**** PROVIDED MATERIAL ****

PR #517, opened 2020-12-28
Configure CI to run the validator

legoktm:
I usually forget to run this, so it would be good if CI did it automatically.

### DIFF
--- a/.github/workflows/php.yaml
+++ b/.github/workflows/php.yaml
@@ -1,0 +1,27 @@
+name: Validation
+
+on:
+  push:
+  pull_request:
+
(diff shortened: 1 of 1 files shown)


fabpot:
That's already the case via the `.travis.yml` file, am I missing something?

legoktm:
> That's already the case via the `.travis.yml` file, am I missing something?

I didn't see any feedback from Travis on #516, where my initial patch failed the validator. Nor do I see any on this patch...

stof:
@fabpot probably broken due to Travis ending free support for open-source projects.

PR #522, opened 2021-01-15
Add mautic and recent CVEs

RCheesley:
I have created a PR according to the instructions to add [Mautic](https://github.com/mautic/mautic) and included three recent CVEs, however I am unable to have it pass the validation due to the naming of our main branch (features).

Would appreciate some guidance on how to proceed!

### DIFF
--- a/mautic/core/CVE-2020-35124.yaml
+++ b/mautic/core/CVE-2020-35124.yaml
@@ -5,13 +5,13 @@ branches:
     features:
         time:     2021-01-14 17:07:00
         versions: ['<=3.2.3']
-    3.2:
+    '3.2':
         time:     2021-01-14 17:07:00
         versions: ['<=3.2.3']
-    3.1:
+    '3.1':
         time:     2021-01-14 17:07:00
         versions: ['<=3.2.3']
-    2.16:
+    '2.16':
         time: 2021-01-14 17:07:00
-        versions: [ '<=2.16.4' ]
+        versions: ['<=2.16.4']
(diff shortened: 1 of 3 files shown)


fabpot:
Just remove the branch, it's not needed (we only track release branches).

RCheesley:
Great, thank you, should be good to go!

mautic/core/CVE-2020-35124.yaml
```diff
@@ -0,0 +1,14 @@
+title: Mautic core - Highly Critical - XSS vulnerability leveraged through referrers could allow un-authorized admin access
+link: https://www.mautic.org/blog/community/security-release-all-versions-mautic-prior-2-16-5-and-3-2-4
+cve: CVE-2020-35124
+branches:
+    '3.2':
+        time:     2021-01-14 17:07:00
```
stof, line 6: these should have a `>= 3.0.0` as well, so that they won't cover the 2.16.5 release.

RCheesley: Both vulnerabilities are affecting both versions, in case that is relevant.

stof: but here, the constraint `<3.2.3` would mark the 2.16.5 release as affected as it matches that constraint. That's not expected to be true, as 2.16.5 is meant to patch them too.

xabbuh: see #524

PR #524, opened 2021-01-18
[mautic/core] fix version constraints

xabbuh:


xabbuh:
ping @RCheesley Can you double-check the change please? :)

xabbuh:
One more thing I was not sure about: Is 3.0.x affected too and should be mark as vulnerable as well or is using any of that versions still fine?

RCheesley:
> One more thing I was not sure about: Is 3.0.x affected too and should be mark as vulnerable as well or is using any of that versions still fine?

Yes indeed, sorry I should have included the 3.0 branch in addition to 3.1 and 3.2. Thanks for the help!

mautic/core/CVE-2020-35124.yaml
```diff
@@ -4,11 +4,11 @@ cve: CVE-2020-35124
 branches:
     '3.2':
         time:     2021-01-14 17:07:00
-        versions: ['<=3.2.3']
+        versions: ['>=3.2.0', '<3.2.4']
     '3.1':
         time:     2021-01-14 17:07:00
```
stof, line 9: this looks weird to me. If the branch is not patched, it should not have a time for the patch

RCheesley: I'm not sure what you mean here - the patch was released at the time on the timestamp - https://github.com/mautic/mautic/releases/tag/3.2.4

stof: but not in the 3.1 branch

RCheesley: Maybe we should only have included the 2.16 and 3.2 branches if the others (3.0 and 3.1) do not get the patch merged back - is this what you mean @stof ?

The 3.1 and 3.0 branches are no longer updated going forward.

stof: either don't include them at all (and put `>=3.0.0` as min version for the 3.2 branch) or put the branch with `time: ~` as being unpatched

RCheesley: OK thanks. The latter part seems to be missing from the contribution documentation (about unpatched branches). Can you make those changes in this PR or am I to make a new PR to address this?

stof (approved):

Issue #9, opened 2021-12-14
Prompt for Notifications and Hash Selection should come before task selection


i128:
Right now, during the New Job Creation process, the user is prompted to select what tasks if any they'd like to include with the job, THEN they are prompted if they want to be notified upon a job creation / hash recovery. These steps should be reversed where the prompt for notifications/hash selection should come first before the task selection.

i128:
Closing

Issue #6, opened 2021-12-14
Top 10 Passwords and Passwords Count by Length Widths are not Dynamically adjusting with screen size.


i128:
When the page is rendered full screen, the widths of both bar charts render fine. But when the page is shown at half size, the graph extends beyond the card.

At full screen
![image](https://user-images.githubusercontent.com/2417131/146068416-b2056e1e-3ebc-495b-99b5-58b5d21fffb7.png)

At half screen:
![image](https://user-images.githubusercontent.com/2417131/146068476-12b3b925-409f-441b-8d29-4a0fd4f64771.png)

It would be nice to have the width of these graphs be dynamic to the width of the card they reside in.

i128:
Closing

PR #18, opened 2021-12-19
Code fixes for issue #6 and #9. As well as analytic page changes

StaticN0thing:
Fixed hashview issue #6 
Fixed hashview issue #9. 

Added config header to /analytics
Added chart download icons to /analytics
Added chart download icon hide toggle
Added Dynamic width to bar charts on /analytics
Added table join to prevent customers without hashes from showing up in the customer drop-down on /analytics
Added max height for dropdowns on /analytics so that large data sets will not overflow the page height

Moved adding tasks to after notification page and updated back and next links. (Please double check all the edge cases that may cause other redirects)

Added back notify_completed default to models.py (Not able to create jobs without it)
Added null check to jinja_hex_decode on __init__.py to prevent error if all hashes in file are already cracked

### DIFF
--- a/hashview/__init__.py
+++ b/hashview/__init__.py
@@ -21,7 +21,10 @@ scheduler = APScheduler()
 
 # Jinja2 Filter
 def jinja_hex_decode(text):
-    return bytes.fromhex(text).decode('latin-1')
+    if not text:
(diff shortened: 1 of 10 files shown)


i128:
Tested and everything looks good!

PR #37, opened 2022-03-25
Adding search export and display changes

StaticN0thing:
Analytics
    For All Customers
        Remove Total Accounts - Done
        Remove RunTime  - Done
        Both Bar graphs should render widths dynamically  - Was done already

Search
    Export Results  - Done
    
Notifications
    Include link with email/job notification - Was done already
    Convert # of seconds to days/hours/minutes, etc. - Was done already

Home
    make home page multiple jobs collapsible or only see your jobs - Made collapsible and added running status to the job header
    (not on list) User view will not have agents collapsed by default 
    
Jobs
	(not on the list) - Made the current users jobs show up at the top of the list always

CSS changes
	Removes double top border in information popups
	Making the buttons the same size so that when the page is resized they all line up
	Prevent long names from showing outside of popup modal
	Adding max height on dropdowns so they can't extend over the page view


i128 (approved):
Looks great!

PR #42, opened 2022-03-29
Last login date & authlib for password reset token handling

### LINKED ISSUE #15: Users List should show last login date
A new entry in the models.py for the users table should include the last date/time that they logged in. 
Then with that information, it should be displayed on the Manage->users list for administrators to review and cleanup for any stale users.

Yoshi325:
Happy to split these if desired.

The first commit is somewhat trivial, and hopefully provides the functionality desired to close #15 

The final commit is more complex, and has implications that should be reviewed thoroughly before merging (more info may be found in the body of the commit message).

### DIFF
--- a/hashview/models.py
+++ b/hashview/models.py
@@ -21,6 +21,7 @@ class Users(db.Model, UserMixin):
     admin = db.Column(db.Boolean, nullable=False, default=False)
     pushover_app_id = db.Column(db.String(50), nullable=True)
     pushover_user_key = db.Column(db.String(50), nullable=True)
+    last_login_utc = db.Column(db.DateTime, nullable=True, default=datetime.utcnow)
     wordlists = db.relationship('Wordlists', backref='tbd', lazy=True)
     rules = db.relationship('Rules', backref='owner', lazy=True)
     jobs = db.relationship('Jobs', backref='owner', lazy=True)
@@ -37,7 +38,7 @@ class Users(db.Model, UserMixin):
         try:
             user_id = s.loads(token)['user_id']
         except:
-            return None     
+            return None
         return Users.query.get(user_id)
 
 class Settings(db.Model):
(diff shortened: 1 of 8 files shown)


hashview/models.py
```diff
@@ -21,24 +24,78 @@ class Users(db.Model, UserMixin):
...
+    def _get_reset_token_salt(self) -> str:
+        """
+        Create salt data for password reset token signing. The return value will be hashed
+        together with the signing key. This ensures that changes to any of the fields included
+        in the salt invalidates any tokens produced with the old values.
+        """
+        return json.dumps([
+            self.first_name,
+            self.last_name,
+            self.password.hash.decode() if self.password is not None else '',
```
i128, line 43: So... i think this _should_ be 
`self.password if self.password is not None else '',`

Not entirely sure though

hashview/models.py
```diff
@@ -21,24 +24,78 @@ class Users(db.Model, UserMixin):
...
+            self.last_login_utc.to('UTC').isoformat() if self.last_login_utc else None
```
i128, line 44: This throws the following error:
```
AttributeError: 'datetime.datetime' object has no attribute 'to'
```

could we just do `self.last_login_utc if self.last_login_utc else None` ? do we need to convert the format if its all just going to be mashed into a salt?

i128: Ah, i see now why it needs to be converted :)

If i try what i suggested above i get the following error:
`TypeError: Object of type datetime is not JSON serializable`

so the datetime does need to be converted

hashview/models.py
Yoshi325: Yup. You're absolutely right. No need to use anything other than the raw string that the password is stored as.

hashview/models.py
Yoshi325: We should be able to drop the "to" since it is stored as UTC, and just covert to isoformat to then be serialized as a string.

Yoshi325:
In order to keep a clean git history, please let me know when you feel this has reached a stable point, and I can squish all these fixes into the proper commit they apply to before merging.

i128 (commented):
Everything looks great!
LMK if you still want to flatten this and if so i'll approve the merge.

PR #46, opened 2022-04-05
Pushover & Flask-Bcrypt replacement

### LINKED ISSUE #43: ImportError: cannot import name 'safe_str_cmp' from 'werkzeug.security'
[Flask-Bcrypt](https://pypi.org/project/Flask-Bcrypt/) appears to be hesitant to [cut a release](https://github.com/maxcountryman/flask-bcrypt/pull/66).

The published version on PyPI uses `safe_str_cmp` from `werkzeug` which was [deprecated](https://github.com/pallets/werkzeug/pull/2083) in [v2.0.0](https://werkzeug.palletsprojects.com/en/2.1.x/changes/#version-2-0-0)  (Released 2021-05-11) and then removed in [v2.1.0](https://werkzeug.palletsprojects.com/en/2.1.x/changes/#version-2-1-0) (Released 2022-03-28).

Because of this, I would suggest switching to a maintained fork of it: [Bcrypt-Flask](https://pypi.org/project/Bcrypt-Flask/). It appears to be a drop in replacement.

Another alternative would be to inline the bcrypt functionality required.

Yoshi325:
The latest published version of the python-pushover package requires `use_2to3` which is no longer provided by [setuptools](https://github.com/pypa/setuptools/blob/main/CHANGES.rst#v5800). In order to resolve this, I walked through the package, as well as the Pushover API, and came to the conclusion that it would be better to use the API directly. (it requires only a handful of lines, instead of an additional dependency).

More info about the Flask-Bcrypt to Bcrypt-Flask switch can be found in the related Issue.

Closes #43

### DIFF
--- a/CHANGELOG.md
+++ b/CHANGELOG.md
@@ -13,6 +13,7 @@ Notable changes will be documented here
 - Moved SMTP settings to config file
 - Hashview Agent is now packaged with hashview (server) under install directory. Can be downloaded from agents menu as admin
 - Changed from itsdangerous to authlib for password reset token generation (please make sure to update your environments to include authlib).
+- Changed from the python-pushover package, to a call directly to the Pushover API.
 ### Removed
 - Removed hashview agent from local processing. If you want to run hashview AND crack hashes on the same box run the hashview-agent in a seperate screen/tmux session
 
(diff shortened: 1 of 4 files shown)


i128 (approved):
Tested out and everything looks great! Thanks!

****

§ **TASK TO CARRY OUT**: Lines above that contain the string "well" make up the answer.

§ **RESPONSE TO THE EXERCISE**:
stof, line 6: these should have a `>= 3.0.0` as well, so that they won't cover the 2.16.5 release.
One more thing I was not sure about: Is 3.0.x affected too and should be mark as vulnerable as well or is using any of that versions still fine?
> One more thing I was not sure about: Is 3.0.x affected too and should be mark as vulnerable as well or is using any of that versions still fine?
Code fixes for issue #6 and #9. As well as analytic page changes
The latest published version of the python-pushover package requires `use_2to3` which is no longer provided by [setuptools](https://github.com/pypa/setuptools/blob/main/CHANGES.rst#v5800). In order to resolve this, I walked through the package, as well as the Pushover API, and came to the conclusion that it would be better to use the API directly. (it requires only a handful of lines, instead of an additional dependency).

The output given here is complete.